# [The problem]
From the entries below, return every line that includes the word "incorrect".

Collected data entries
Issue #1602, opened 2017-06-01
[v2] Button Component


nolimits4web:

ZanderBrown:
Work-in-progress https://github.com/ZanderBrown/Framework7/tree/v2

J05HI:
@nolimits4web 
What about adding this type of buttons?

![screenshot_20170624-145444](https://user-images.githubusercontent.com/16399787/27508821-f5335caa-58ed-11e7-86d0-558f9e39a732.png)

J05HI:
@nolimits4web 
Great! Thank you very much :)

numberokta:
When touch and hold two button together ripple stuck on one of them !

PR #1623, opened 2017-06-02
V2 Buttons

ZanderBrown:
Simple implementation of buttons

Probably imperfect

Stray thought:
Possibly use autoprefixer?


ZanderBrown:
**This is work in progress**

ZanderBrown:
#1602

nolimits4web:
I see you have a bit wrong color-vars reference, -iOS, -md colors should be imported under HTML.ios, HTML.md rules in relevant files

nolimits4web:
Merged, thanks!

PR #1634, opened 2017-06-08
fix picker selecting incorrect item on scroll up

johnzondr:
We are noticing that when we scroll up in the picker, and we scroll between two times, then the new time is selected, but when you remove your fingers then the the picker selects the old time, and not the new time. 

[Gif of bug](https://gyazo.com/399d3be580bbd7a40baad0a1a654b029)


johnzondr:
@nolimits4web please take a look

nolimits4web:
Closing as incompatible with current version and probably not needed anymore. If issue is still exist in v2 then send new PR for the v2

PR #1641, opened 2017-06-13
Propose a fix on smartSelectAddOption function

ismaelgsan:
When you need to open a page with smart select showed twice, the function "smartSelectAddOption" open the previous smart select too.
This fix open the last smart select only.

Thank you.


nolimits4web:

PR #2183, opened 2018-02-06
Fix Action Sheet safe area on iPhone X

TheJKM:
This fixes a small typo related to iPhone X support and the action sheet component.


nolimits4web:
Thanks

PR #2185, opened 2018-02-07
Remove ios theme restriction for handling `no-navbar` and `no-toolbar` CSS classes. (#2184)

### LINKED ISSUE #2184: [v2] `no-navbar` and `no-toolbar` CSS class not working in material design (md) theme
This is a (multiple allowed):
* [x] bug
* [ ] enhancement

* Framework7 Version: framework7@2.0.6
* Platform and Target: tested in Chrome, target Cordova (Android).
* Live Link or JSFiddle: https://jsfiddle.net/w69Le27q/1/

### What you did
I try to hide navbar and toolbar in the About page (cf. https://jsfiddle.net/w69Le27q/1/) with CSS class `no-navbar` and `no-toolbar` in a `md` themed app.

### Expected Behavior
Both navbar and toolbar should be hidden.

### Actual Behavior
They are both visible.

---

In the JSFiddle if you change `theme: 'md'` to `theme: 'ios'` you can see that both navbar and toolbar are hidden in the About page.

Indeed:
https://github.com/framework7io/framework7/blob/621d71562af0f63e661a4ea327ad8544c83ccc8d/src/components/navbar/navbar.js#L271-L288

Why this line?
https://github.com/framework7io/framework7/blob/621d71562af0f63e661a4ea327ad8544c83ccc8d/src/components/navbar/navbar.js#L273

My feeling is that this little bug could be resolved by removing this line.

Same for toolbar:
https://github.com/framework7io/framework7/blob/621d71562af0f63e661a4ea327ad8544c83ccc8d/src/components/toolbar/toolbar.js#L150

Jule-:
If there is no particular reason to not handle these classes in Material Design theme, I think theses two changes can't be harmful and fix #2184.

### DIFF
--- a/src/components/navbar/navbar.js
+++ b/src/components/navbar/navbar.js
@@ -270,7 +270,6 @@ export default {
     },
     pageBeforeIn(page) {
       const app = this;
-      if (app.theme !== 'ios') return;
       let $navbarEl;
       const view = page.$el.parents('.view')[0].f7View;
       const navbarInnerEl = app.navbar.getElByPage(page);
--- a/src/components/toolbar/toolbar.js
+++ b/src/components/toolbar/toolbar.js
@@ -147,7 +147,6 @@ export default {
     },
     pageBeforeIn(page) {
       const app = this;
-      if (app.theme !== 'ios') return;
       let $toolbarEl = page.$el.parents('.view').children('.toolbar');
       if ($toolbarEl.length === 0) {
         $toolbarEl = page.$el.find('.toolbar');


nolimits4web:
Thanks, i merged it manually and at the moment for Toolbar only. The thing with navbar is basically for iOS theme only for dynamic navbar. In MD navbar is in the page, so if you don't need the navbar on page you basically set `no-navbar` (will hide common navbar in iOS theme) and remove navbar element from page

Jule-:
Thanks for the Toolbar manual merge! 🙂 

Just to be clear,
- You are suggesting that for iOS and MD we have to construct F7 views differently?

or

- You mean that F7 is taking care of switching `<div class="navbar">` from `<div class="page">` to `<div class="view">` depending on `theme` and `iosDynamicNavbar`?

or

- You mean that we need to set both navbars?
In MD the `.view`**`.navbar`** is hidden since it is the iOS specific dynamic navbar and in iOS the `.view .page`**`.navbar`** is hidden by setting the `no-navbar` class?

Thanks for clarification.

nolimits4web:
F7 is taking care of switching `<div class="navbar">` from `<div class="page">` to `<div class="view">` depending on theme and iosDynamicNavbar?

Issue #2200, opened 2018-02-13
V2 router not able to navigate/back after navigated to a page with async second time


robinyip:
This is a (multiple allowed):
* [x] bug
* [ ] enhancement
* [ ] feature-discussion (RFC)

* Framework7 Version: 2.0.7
...
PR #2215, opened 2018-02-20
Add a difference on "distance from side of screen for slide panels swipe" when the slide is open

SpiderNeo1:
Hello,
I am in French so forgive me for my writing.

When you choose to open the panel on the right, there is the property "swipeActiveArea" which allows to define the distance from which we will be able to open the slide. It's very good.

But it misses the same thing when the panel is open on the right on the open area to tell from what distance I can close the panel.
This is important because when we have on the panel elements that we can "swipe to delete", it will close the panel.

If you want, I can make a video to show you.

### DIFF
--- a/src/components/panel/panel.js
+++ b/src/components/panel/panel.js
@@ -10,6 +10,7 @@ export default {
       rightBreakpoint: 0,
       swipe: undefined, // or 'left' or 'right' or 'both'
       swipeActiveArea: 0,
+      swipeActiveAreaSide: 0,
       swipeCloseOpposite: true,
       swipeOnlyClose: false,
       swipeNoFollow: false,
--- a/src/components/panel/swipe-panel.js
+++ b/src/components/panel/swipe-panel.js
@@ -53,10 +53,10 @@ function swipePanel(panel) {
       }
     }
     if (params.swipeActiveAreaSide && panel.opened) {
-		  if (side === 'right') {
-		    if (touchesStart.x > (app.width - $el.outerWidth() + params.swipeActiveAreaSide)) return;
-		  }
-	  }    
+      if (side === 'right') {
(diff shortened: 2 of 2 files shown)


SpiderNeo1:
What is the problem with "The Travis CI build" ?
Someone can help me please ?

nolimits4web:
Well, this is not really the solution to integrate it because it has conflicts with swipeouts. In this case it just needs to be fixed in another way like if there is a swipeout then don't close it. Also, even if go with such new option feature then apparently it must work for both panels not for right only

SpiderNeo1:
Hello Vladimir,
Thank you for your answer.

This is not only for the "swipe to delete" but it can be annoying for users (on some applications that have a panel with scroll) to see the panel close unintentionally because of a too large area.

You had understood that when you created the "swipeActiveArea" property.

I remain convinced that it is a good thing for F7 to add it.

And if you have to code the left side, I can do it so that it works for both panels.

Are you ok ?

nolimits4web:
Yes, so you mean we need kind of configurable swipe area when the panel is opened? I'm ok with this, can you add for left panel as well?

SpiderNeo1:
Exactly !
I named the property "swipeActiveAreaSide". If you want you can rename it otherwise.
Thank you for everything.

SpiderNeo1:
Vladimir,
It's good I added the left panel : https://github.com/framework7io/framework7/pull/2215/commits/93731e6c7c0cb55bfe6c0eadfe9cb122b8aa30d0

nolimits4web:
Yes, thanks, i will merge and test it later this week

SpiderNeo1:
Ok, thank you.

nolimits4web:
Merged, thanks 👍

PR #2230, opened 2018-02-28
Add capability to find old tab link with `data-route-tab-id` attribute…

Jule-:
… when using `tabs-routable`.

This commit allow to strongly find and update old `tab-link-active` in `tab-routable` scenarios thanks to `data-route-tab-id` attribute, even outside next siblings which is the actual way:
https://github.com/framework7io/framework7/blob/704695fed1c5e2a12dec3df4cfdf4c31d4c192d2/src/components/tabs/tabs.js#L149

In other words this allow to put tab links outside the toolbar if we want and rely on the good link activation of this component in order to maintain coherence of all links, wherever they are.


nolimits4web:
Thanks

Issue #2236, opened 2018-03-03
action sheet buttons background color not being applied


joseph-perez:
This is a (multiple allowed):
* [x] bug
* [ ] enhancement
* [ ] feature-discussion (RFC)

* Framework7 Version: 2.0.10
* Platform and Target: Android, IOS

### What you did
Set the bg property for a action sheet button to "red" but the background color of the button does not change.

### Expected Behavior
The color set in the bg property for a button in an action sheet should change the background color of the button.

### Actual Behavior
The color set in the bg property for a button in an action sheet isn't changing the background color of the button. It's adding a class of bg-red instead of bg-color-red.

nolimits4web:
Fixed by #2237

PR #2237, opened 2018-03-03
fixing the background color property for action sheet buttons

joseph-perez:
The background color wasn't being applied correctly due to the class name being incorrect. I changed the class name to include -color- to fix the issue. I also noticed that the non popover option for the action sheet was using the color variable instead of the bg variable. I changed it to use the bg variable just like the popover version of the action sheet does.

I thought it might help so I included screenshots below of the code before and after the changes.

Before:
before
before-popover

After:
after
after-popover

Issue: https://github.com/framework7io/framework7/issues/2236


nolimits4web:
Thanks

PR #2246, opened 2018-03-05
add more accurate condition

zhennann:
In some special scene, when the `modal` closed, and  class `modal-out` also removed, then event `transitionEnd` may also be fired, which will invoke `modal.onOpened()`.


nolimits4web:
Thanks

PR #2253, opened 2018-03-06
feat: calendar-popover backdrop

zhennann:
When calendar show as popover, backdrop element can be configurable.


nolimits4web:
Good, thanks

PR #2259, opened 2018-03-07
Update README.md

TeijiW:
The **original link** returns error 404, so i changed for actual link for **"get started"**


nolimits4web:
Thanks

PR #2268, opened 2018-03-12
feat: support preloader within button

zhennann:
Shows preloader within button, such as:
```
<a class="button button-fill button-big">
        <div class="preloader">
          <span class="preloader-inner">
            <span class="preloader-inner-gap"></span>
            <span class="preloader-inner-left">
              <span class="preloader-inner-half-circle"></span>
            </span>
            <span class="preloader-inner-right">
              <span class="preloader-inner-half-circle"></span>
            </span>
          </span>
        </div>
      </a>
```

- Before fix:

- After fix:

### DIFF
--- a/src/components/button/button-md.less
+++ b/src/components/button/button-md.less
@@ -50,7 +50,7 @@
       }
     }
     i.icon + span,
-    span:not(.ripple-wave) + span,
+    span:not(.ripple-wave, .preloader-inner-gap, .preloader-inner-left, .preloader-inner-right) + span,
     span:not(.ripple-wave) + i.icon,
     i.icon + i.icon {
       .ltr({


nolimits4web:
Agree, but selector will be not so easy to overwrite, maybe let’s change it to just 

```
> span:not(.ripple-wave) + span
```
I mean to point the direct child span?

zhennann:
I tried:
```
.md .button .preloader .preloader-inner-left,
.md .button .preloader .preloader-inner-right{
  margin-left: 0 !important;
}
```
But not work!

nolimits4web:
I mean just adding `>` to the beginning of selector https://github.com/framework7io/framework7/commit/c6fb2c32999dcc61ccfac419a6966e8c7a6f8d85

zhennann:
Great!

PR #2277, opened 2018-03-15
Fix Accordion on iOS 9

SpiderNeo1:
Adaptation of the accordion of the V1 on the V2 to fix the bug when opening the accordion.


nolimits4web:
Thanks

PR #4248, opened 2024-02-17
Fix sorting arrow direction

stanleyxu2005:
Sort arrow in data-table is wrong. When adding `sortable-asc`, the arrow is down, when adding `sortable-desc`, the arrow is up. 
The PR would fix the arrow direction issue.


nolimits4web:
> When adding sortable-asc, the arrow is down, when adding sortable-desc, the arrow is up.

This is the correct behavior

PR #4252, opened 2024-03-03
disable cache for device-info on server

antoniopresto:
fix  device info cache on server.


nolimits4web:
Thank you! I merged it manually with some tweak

# [Task answer]
fix picker selecting incorrect item on scroll up
The background color wasn't being applied correctly due to the class name being incorrect. I changed the class name to include -color- to fix the issue. I also noticed that the non popover option for the action sheet was using the color variable instead of the bg variable. I changed it to use the bg variable just like the popover version of the action sheet does.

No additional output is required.